Saved entries:

*** Block opens ***

PR #5124, opened 2022-06-23
Python: Add sort order fields

Fokko:
This is required when we start (de)serializing the TableMetadata from the REST catalog.


python/src/iceberg/table/sorting.py
```diff
@@ -0,0 +1,60 @@
...
+from dataclasses import dataclass
+from enum import Enum
+from typing import List, Optional
+
+from iceberg.transforms import Transform
+
+
+class SortDirection(Enum):
+    asc = "asc"
+    desc = "desc"
```
rdblue, line 26: ALL CAPS?

python/src/iceberg/table/sorting.py
```diff
@@ -0,0 +1,60 @@
...
+
+@dataclass(frozen=True)
+class SortField:
+    source_id: int
+    transform: Transform
+    direction: SortDirection
+    null_order: NullOrder
+
+
+@dataclass(frozen=True)
```
rdblue, line 42: Should these be Pydantic classes?

python/tests/table/test_sorting.py
```diff
@@ -0,0 +1,53 @@
...
+    NullOrder,
+    SortDirection,
+    SortField,
+    SortOrder,
+)
+from pyiceberg.transforms import IdentityTransform
+from pyiceberg.types import IntegerType, StringType
+
+
+def test_serialize_sort_order():
```
rdblue, line 28: Does deserialization also work?

python/pyiceberg/table/metadata.py
```diff
@@ -270,7 +271,7 @@ def set_sort_orders(cls, data: Dict[str, Any]):
         # This is going to be much nicer as soon as sort-order is an actual pydantic object
         # Probably we'll just create a UNSORTED_ORDER constant then
```
kbendick, line 272: Do these two lines still apply now that we have the constants and are using `IcebergBaseModel`?

python/pyiceberg/table/sorting.py
```diff
@@ -0,0 +1,84 @@
...
+    NULLS_LAST = "nulls-last"
+
+
+class SortField(IcebergBaseModel):
+    def __init__(
+        self,
+        source_id: int,
+        transform: Transform,
+        direction: SortDirection = SortDirection.ASC,
+        null_order: NullOrder = NullOrder.NULLS_LAST,
```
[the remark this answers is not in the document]
Fokko: That makes a lot of sense, thanks!

python/pyiceberg/table/sorting.py
```diff
@@ -0,0 +1,84 @@
...
+    source_id: int = Field(alias="source-id")
+    transform: Transform = Field()
+    direction: SortDirection = Field()
+    null_order: NullOrder = Field(alias="null-order")
+
+
+class SortOrder(IcebergBaseModel):
+    """
+    Users can sort their data within partitions by columns to gain performance.
+    The information on how the data is sorted can be declared per data or delete file, by a sort order.
```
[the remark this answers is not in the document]
Fokko: Done!

python/tests/table/test_sorting.py
Fokko: I still need to implement that one, mostly because of the transform. `bucket[4]` cannot be deserialized to the implementation without knowing which type the source-id refers to.

python/pyiceberg/table/sorting.py
```diff
@@ -0,0 +1,84 @@
...
+        data["order-id"] = order_id
+        if fields:
+            data["fields"] = fields
+        super().__init__(**data)
+
+    order_id: Optional[int] = Field(alias="order-id")
+    fields: List[SortField] = Field(default_factory=list)
+
+
+UNPARTITIONED_SORT_ORDER_ID = 0
```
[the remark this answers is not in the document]
Fokko: Working at two things at the same time lol, thanks!

python/tests/table/test_sorting.py
rdblue: In Java, we recently introduced `UnboundSortOrder` and `UnboundPartitionSpec` to fix this problem. We may want to do the same here, where the transform is not instantiated until the order is bound to a schema.

python/pyiceberg/table/metadata.py
Fokko: I'll remove this right away, thanks for the sharp eye @kbendick

python/tests/table/test_sorting.py
Fokko: I was working on something similar, thanks!

Fokko: Just updated this with a `UnboundTransform` that deserializes properly back and forth, and can be bound using the `bind()` method. Also added a lot of tests 👍🏻

python/pyiceberg/table/metadata.py
```diff
@@ -62,21 +62,25 @@ def check_partition_specs(values: Dict[str, Any]) -> Dict[str, Any]:
...
+        raise ValidationError(f"default-sort-order-id {default_sort_order_id} can't be found in {sort_orders}")
     return values
 
 
 class TableMetadataCommonFields(IcebergBaseModel):
     """Metadata for an Iceberg table as specified in the Apache Iceberg
     spec (https://iceberg.apache.org/spec/#iceberg-table-spec)"""
 
+    def current_schema(self) -> Schema:
+        return next(schema for schema in self.schemas if schema.schema_id == self.current_schema_id)
```
rdblue, line 82: We may want to index these for quick lookup, but it seems minor. I'm not really sure if it is worth it.

python/pyiceberg/table/sorting.py
```diff
@@ -0,0 +1,133 @@
...
+    DESC = "desc"
+
+
+class NullOrder(Enum):
+    NULLS_FIRST = "nulls-first"
+    NULLS_LAST = "nulls-last"
+
+
+class SortField(IcebergBaseModel):
+    """A field that provides information on how the table is sorted
```
rdblue, line 48: This doesn't necessarily have information on how the table is sorted. These are defined sort orders. There's not necessarily any data in the sort order in a given table.

python/pyiceberg/table/sorting.py
```diff
@@ -0,0 +1,133 @@
...
+
+    Args:
+      source_id (int): Source column id from the table’s schema
+      transform (str): Transform that is used to produce values to be sorted on from the source column.
+                       This is the same transform as described in partition transforms.
+      source_id (SortDirection): Sort direction, that can only be either asc or desc
```
rdblue, line 54: Should be `direction` and `null_order`

python/pyiceberg/table/sorting.py
```diff
@@ -0,0 +1,133 @@
...
+            data["transform"] = transform
+        if direction is not None:
+            data["direction"] = direction
+        if null_order is not None:
+            data["null-order"] = null_order
+        super().__init__(**data)
+
+    @root_validator(pre=True)
+    def set_null_order(cls, values: Dict[str, Any]) -> Dict[str, Any]:
+        values["direction"] = values["direction"] if values.get("direction") else SortDirection.ASC
```
rdblue, line 81: This doesn't need to produce a `str` value? (Assuming since the type is `Any` it works, but this is unexpected for me)

python/pyiceberg/transforms.py
```diff
@@ -64,6 +70,31 @@ class Transform(IcebergBaseModel, ABC, Generic[S, T]):
...
+    def validate(cls, v: Any):
+        # When Pydantic is unable to determine the subtype
+        # In this case we'll help pydantic a bit by parsing the transform type ourselves
+        if isinstance(v, str):
+            if v == "identity":
+                bind_func = identity
+            elif v == "void":
+                bind_func = always_null  # type: ignore
+            elif v.startswith("bucket"):
+                bind_func = functools.partial(bucket, num_buckets=BaseBucketTransform.parse(v))
```
rdblue, line 90: In types.py, `parse` is used to return an instance of the type, not to parse part of the string form:

```python
FixedType.parse("fixed[16]") // -> FixedType(length=16)
```

If possible, I'd keep the expectations for those methods the same and return a `BucketTransform` from `BucketTransform.parse`.

python/pyiceberg/transforms.py
```diff
@@ -96,6 +127,38 @@ def dedup_name(self) -> str:
     def __str__(self) -> str:
         return self.__root__
 
+    def __eq__(self, other: Any) -> bool:
+        if isinstance(other, Transform):
+            return self.__root__ == other.__root__
+        return False
+
+
+class UnboundTransform(Transform):
```
rdblue, line 136: Looking at the Java side a little more, I think there's an alternative to making this `UnboundTransform` change. The Java implementation really only needs the source type for the `apply` method. I think you could solve this problem by changing the `Transform` API. Instead of having `apply` on `Transform`, you could put `apply` on a `Transformer` class, then add `forType(t: IcebergType) -> Transformer` to `Transform`. That may be cleaner in the long term, although I think this works for now.

python/pyiceberg/table/metadata.py
```diff
@@ -92,6 +96,14 @@ def construct_refs(cls, data: Dict[str, Any]):
             data["refs"] = {MAIN_BRANCH: SnapshotRef(snapshot_id=current_snapshot_id, snapshot_ref_type=SnapshotRefType.BRANCH)}
         return data
 
+    def bind(self):
```
rdblue, line 99: The main issue I have with this commit is that binding is done to transform existing state. I think that's going to cause problems later.

For example, if I load a table and bind all of the sort orders to the schema, what happens when I then update the schema? I think we would normally want to be able to copy all of the sort orders into a new `TableMetadata` object, but we would actually have to "unbind" them and rebind them to the new schema. This in-place binding is hard to work with.

Instead, I'd recommend having separate lists of unbound and bound things. Then when you want to get a sort order for a particular write, you can get the unbound order, bind it to the write schema, and know it is going to work.

rdblue (changes requested):
This is looking great! The main issue is that I don't think binding should modify objects. It will be easier in the long run if we bind when necessary.

python/pyiceberg/table/metadata.py
Fokko: This will stop the iteration when it finds it. We could also cache it. When we have more lookups on a specific id I think it makes sense to index it.

python/pyiceberg/table/sorting.py
Fokko: Copy/paste, thanks! I need to set a checker on this some day

python/pyiceberg/table/sorting.py
Fokko: Of course, you can put everything in there. This will be checked when the validator does its job, but that hasn't been done at the `pre_validator` step.

python/pyiceberg/transforms.py
Fokko: If I understand correctly, this is what we already have for each of the classes of Transforms:
```python
def bucket(source_type: IcebergType, num_buckets: int) -> BaseBucketTransform:
    if type(source_type) in {IntegerType, LongType, DateType, TimeType, TimestampType, TimestamptzType}:
        return BucketNumberTransform(source_type, num_buckets)
    elif isinstance(source_type, DecimalType):
        return BucketDecimalTransform(source_type, num_buckets)
    elif isinstance(source_type, StringType):
        return BucketStringTransform(source_type, num_buckets)
    elif isinstance(source_type, BinaryType):
        return BucketBytesTransform(source_type, num_buckets)
    elif isinstance(source_type, FixedType):
        return BucketBytesTransform(source_type, num_buckets)
    elif isinstance(source_type, UUIDType):
        return BucketUUIDTransform(source_type, num_buckets)
    else:
        raise ValueError(f"Cannot bucket by type: {source_type}")
```
This is actually called on the `.bind()` method by the transform:
```python
bind_func = functools.partial(bucket, num_buckets=BaseBucketTransform.parse(v))
```
As soon as the source_type is known, we can invoke the method and get the actual implementation.

python/pyiceberg/table/metadata.py
```diff
@@ -159,10 +163,14 @@ def construct_refs(cls, data: Dict[str, Any]):
...
     recent entries after a commit."""
 
-    sort_orders: List[Dict[str, Any]] = Field(alias="sort-orders", default_factory=list)
+    sort_orders: List[SortOrder] = Field(alias="sort-orders", default_factory=list)
     """A list of sort orders, stored as full sort order objects."""
 
-    default_sort_order_id: int = Field(alias="default-sort-order-id", default=DEFAULT_SORT_ORDER_UNSORTED)
+    @property
+    def bound_sort_orders(self) -> List[SortOrder]:
+        return [sort_order.bind(self.current_schema()) for sort_order in self.sort_orders]
```
rdblue, line 171: For now, I'd probably just make one accessor that binds the default sort order to the current schema. I'm not sure if it will be valuable to have all of the known sort orders bound to a particular schema.

python/pyiceberg/table/sorting.py
```diff
@@ -0,0 +1,133 @@
...
+    transform: Transform = Field()
+    direction: SortDirection = Field()
+    null_order: NullOrder = Field(alias="null-order")
+
+    def bind(self, schema: Schema) -> "SortField":
+        return SortField(
+            source_id=self.source_id,
+            transform=(
+                self.transform.bind(schema.find_type(self.source_id))
+                if isinstance(self.transform, UnboundTransform)
```
rdblue, line 92: There's no need to make a new `SortField` if this one is already bound, right? This could be:

```python
if isinstance(self.transform, UnboundTransform):
    return SortField(..., transform=self.transform.bind(...))
else:
    return self
```

python/pyiceberg/transforms.py
rdblue: Yes, this definitely works.

My point was just that we could structure transforms slightly differently, so that we don't need to bind in most situations. The only time we actually need to get the concrete source type for a transform is when we are calling `apply`. The other method signatures pass a type in. For example, `can_transform(IcebergType)` doesn't need to be specific to a `LongType` -- we can write a version for `BucketTransform` instead of for `BucketNumberTransform`.

In that case, we'd change the code so that instead of calling `apply` on `BucketNumberTransform`, we'd call `BucketTransform.bind` to get `Function[int, int]` that implements the hash and bucketing logic.

That refactor may end up being easier to work with in the end because there would be far fewer places where we'd need to bind the transform to a specific type.

rdblue: It may not be something that we want to do in this PR. We can follow up to change it, probably

Fokko: I have a working version, which make the code much simpler, which I like. I think it makes sense to do it in this PR, since it will remove 80% of the tests I already wrote :) I think the code is much nicer because we can omit the bind() stuff, including all the copying of the object.

python/pyiceberg/table/sorting.py
Fokko: Good call, but this will be obsolete as well with just passing down the hashing functions.

python/pyiceberg/transforms.py
rdblue: Sounds great!

python/pyiceberg/transforms.py
```diff
@@ -64,11 +72,32 @@ class Transform(IcebergBaseModel, ABC, Generic[S, T]):
...
+                return BucketTransform(num_buckets=BUCKET_PARSER.match(v))
+            elif v.startswith(TRUNCATE):
+                return TruncateTransform(width=BUCKET_PARSER.match(v))
+            else:
+                return UnknownTransform(transform=v)
+        return v
 
     @abstractmethod
-    def apply(self, value: Optional[S]) -> Optional[T]:
+    def hash_function(self, source: IcebergType) -> Callable[[Optional[S]], Optional[T]]:
```
rdblue, line 100: While `hash_function` makes sense for the bucket transform, I think we want a more generic name for the base class. What about `transformer`? That way a `Transform` is generic and `transformer` is specific to a type.

python/pyiceberg/transforms.py
```diff
@@ -312,6 +293,28 @@ def source_type(self) -> IcebergType:
...
+        source_type = type(source)
+        if source_type in {IntegerType, LongType}:
+
+            def truncate_func(v):
+                return v - v % self._width
+
+        elif source_type in {StringType, BinaryType}:
+
+            def truncate_func(v):
+                return v[0 : min(self._width, len(v))]
```
rdblue, line 306: Nice that this reduces code duplication as well.

python/pyiceberg/transforms.py
```diff
@@ -418,69 +392,39 @@ class UnknownTransform(Transform):
...
-        self._source_type = source_type
         self._transform = transform
 
-    def apply(self, value: Optional[S]):
+    def hash_function(self, source: IcebergType) -> Callable[[Optional[S]], Optional[T]]:
         raise AttributeError(f"Cannot apply unsupported transform: {self}")
 
     def can_transform(self, source: IcebergType) -> bool:
-        return self._source_type == source
+        return False
```
rdblue, line 403: We may need to change this later. I'm not sure what the implication will be.

rdblue (changes requested):
This looks great! I think the only remaining thing is the `hash_function` name. Since it isn't a hash, we should find a better name for the method that returns the actual transform implementation.

python/pyiceberg/transforms.py
Fokko: Good call, I've updated the code

python/pyiceberg/transforms.py
Fokko: Yes, like it a lot

python/pyiceberg/transforms.py
Fokko: I had the same feeling, but the `UnknownTransform` feels like a transform that you don't want to use anyway. Returning `False`, felt like the right thing to do.

Fokko:
@rdblue good call, I've updated it to `transform`, which makes a ton of sense to me in the context

rdblue (approved):

rdblue:
Thanks @Fokko! Good to have this in. And I'm excited to see how much cleaner things are with the new approach to Transform.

*** Block closes ***

* [WHAT THE TASK REQUIRES]
Search the data for the string "match". List each line that has it.

* [EXPECTED ANSWER]
+                return BucketTransform(num_buckets=BUCKET_PARSER.match(v))
+                return TruncateTransform(width=BUCKET_PARSER.match(v))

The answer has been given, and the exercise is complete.